CTLA-4 is an immunosuppressive receptor on T cells. Via ligand binding, CTLA-4 generates inhibitory signals that reduce T-cell proliferation and IL-2 secretion. Administration of CTLA-4 mAbs demonstrated antitumor effects in some murine malignant models [150,151].
PD-L1 is a member of the B7 family that can interact with programmed death-1 (PD-1). Its receptor PD-1 is expressed on activated T and B cells and elicits inhibitory signals . A phase I trial using a fully human IgG4 PD-1 blocking antibody (MDX-1106) demonstrated objective responses with limited toxicity in patients with treatment-refractory solid tumors . The objective responses of non-small cell lung cancer, melanoma, or renal-cell cancer associated with PD-1 antibody may be related to PD-L1 expression on tumor cells . In HCC, PD-L1 expression is correlated with tumor aggressiveness and postoperative recurrence .

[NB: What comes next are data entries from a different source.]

PR #136, opened 2017-07-06
2050

davharris:
This should allow everything but mistnet to predict to 2050.

### DIFF
--- a/R/post-observer.R
+++ b/R/post-observer.R
@@ -1,3 +1,27 @@
+iter_rep = function(df, .f, ...) {
+  # Get all distinct non-future iteration numbers
+  iters = df %>% 
+    ungroup() %>% 
+    filter(!is_future) %>% 
+    distinct(iteration) %>% 
+    pull(iteration)
+  
+  parallel::mclapply(
+    iters,
+    function(i){
+      # Run the function on the target iteration, retaining "future" rows for
+      # prediction. Finally, mark everything (including "future" predictions)
+      # with the iteration number.
+      df %>% 
+        filter(iteration == !!i | is_future) %>% 
+        .f(...) %>% 
+        mutate(iteration = !!i)
+    },
+    mc.cores = 8,
+    mc.preschedule = FALSE
+  )
+}
+
 #' @importFrom forecast Arima auto.arima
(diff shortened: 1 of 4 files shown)


R/post-observer.R
```diff
@@ -107,8 +137,8 @@ make_gbm_predictions = function(x, use_obs_model){
   
   cbind(test, mean = mean, model = "richness_gbm",  use_obs_model = use_obs_model, 
         stringsAsFactors = FALSE) %>% 
-    select(site_id, year, mean, richness, model, use_obs_model) %>% 
-    mutate(sd = sd)
+    select(site_id, year, mean, richness, model, use_obs_model, is_future) %>% 
+    mutate(sd = !!sd)
```
ethanwhite: What's the general use case for these double negations?

analysis/fit-predict.R
```diff
@@ -21,13 +24,22 @@ bioclim_to_discard = colnames(obs_model$data) %>%
...
+         is_future = FALSE) %>% 
   select(-ndvi_ann, -lat, -long, -site_index, -one_of(bioclim_to_discard))
 
 # Reclaim memory
 rm(obs_model)
 gc()
 
+future = get_env_data(timeframe = "future") %>% 
+  filter(site_id %in% !!x_richness$site_id,
+         year > !!settings$end_yr) %>%
```
ethanwhite: Based on my simple explorations of `!!` I'm confused by this. E.g.,

```
> !!3
[1] TRUE
> !!5
[1] TRUE
> 4 > !!3
[1] TRUE
> 4 > !!5
[1] TRUE
```

davharris:
🤦‍♂️ You're right. We should fit the model to 2013 for predicting the future. That will save a bunch of gymnastics like the `iter_rep` function. I'll close this issue and get a more straightforward version submitted today. Thanks for pointing this out.

`!!` is a new tidyverse thing for controlling non-standard evaluation (which is why it didn't do anything useful when you tried it with standard evaluation in your examples.  By default, `mutate(iris, f(Species))` applies a function to the column named `Species`.  If you want to refer to another object named `Species`, you can tell dplyr that using `!!`, and it looks in the parent environment instead of the data.frame.

PR #138, opened 2017-07-10
Full ms revision

ethanwhite:
This is a top to bottom revision of the ms. Major points of note:

* Completed expansion of Methods into prose
* Reworked flow of Results
* Recast @davharris's unnamed box item as 'Address unknown or unmeasured predictors'
* Added references throughout and created the bibtex file to go with them

### DIFF
--- a/manuscript/draft.Rmd
+++ b/manuscript/draft.Rmd
@@ -1,11 +1,13 @@
 ---
+title: Using best practices for forecasting biodiversity changes in breeding birds
+author:
+- David J. Harris
+- Shawn D. Taylor
+- Ethan P. White
 output:
   pdf_document: default
   html_document: default
 ---
-# Moving towards large-scale data-intensive forecasting of species richness in breeding birds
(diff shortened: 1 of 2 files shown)


ethanwhite:
GitHub is pretty terrible at diffs for this sort of work.

`git diff --word-diff master` will work much better locally.

I think it's also fine to just merge and then provide thoughts during your next revision on the entire ms.

davharris:
Thanks @ethanwhite! I had thought that there was a way to enable `word-diff` on Github with some URL magic, but turns out that's just for whitespace. I'll work on this once I've finished re-doing the future predictions code

davharris:
I think I'll merge and edit, like you suggested in your comment.

sdtaylor:
fyi I think github is doing a `--word-diff` when you press the "display the rich diff" button at the top of each file. It didn't work for Ethan's entire PR though, but it did work looking at individual commits.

A number of other mAbs have demonstrated benefits for the treatment of HCC as well as undesired effects associated with their high affinity and selectivity. The most promising observations are that mAb therapies have synergistic effects in combination with other strategies.
To date, there is no report of adequate antitumor efficacy of immunotherapy in clinical trials involving advanced HCC patients. However, the available data suggest that immunotherapy has the potential to improve survival without impairing the quality of life, and is expected to be effective for prevention of recurrence.
Immunotherapy for HCC is still in the preclinical and clinical trial phases of development; however, it will become available and be clinically successful in the near future. Analysis of the correlation between clinical and immunological responses is required for to demonstrate the efficacy of immunotherapy. The challenge remains to design clinical trials to appropriately evaluate novel immunotherapies or combination therapies, and allow feedback to facilitate ongoing development.